Exercise 4: compute accuracy

There are two ways to get the accuracy of the predictions (after taking care of padding):

  1. Get mean of the accuracy of predictions from each sentence.
  2. Consider the entire batch of sentences as one big set and calculate accuracy of that complete set in a single operation.

Both might give different numerical result. Which one is correct? I think the grader considers the second one as correct. But can someone clarify why that is the case.


For each sentence (after taking care of padding), you need to find the number of correctly predicted tags and divide this number by the total number of unpadded tokens. This will provide you the accuracy on a single sentence.

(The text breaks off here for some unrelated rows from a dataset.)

PR #432, opened 2021-02-12
Fix some failing tests

bpar476:
###### This test was failing in GitHub actions probably due to scheduling of the runnable. I've changed the test so that the background thread does the checking and sets a pass condition. This means the upload will always "start" and block until the queue is finished. The condition should get a chance to execute.
---
This task grew a bit with many other failing tests so here is a full summary:

* Update `testcontainers` which was causing failures due to old version with no longer existing `ryuk` image tag
* Fix flaky s3 uploader test by inverting async dependencies so the assertion was in a background thread
* Fix smoke test which failed because DC Migration Assistant app was not visible in viewport in UPM

### DIFF
--- a/.github/workflows/mvn_test.yml
+++ b/.github/workflows/mvn_test.yml
@@ -26,7 +26,7 @@ jobs:
         env:
           cache-name: cache-m2
         with:
-          path: ~/.m2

You can perform the above operation by iterating on each sentence or on the entire batch at once using vectorization. Both methods will provide you the same result.

I understand and it’s also the same as the second method that I mentioned in my original post. I’d like to know why (and if) the first method is incorrect. Let’s take a small example here:

matches = [[True True PAD],
[[True False False],
[[True False True]]

where True means the predicted label is the same as the target label and False means the predicted label is not the same as the target label. PAD is the part of sentence to ignore.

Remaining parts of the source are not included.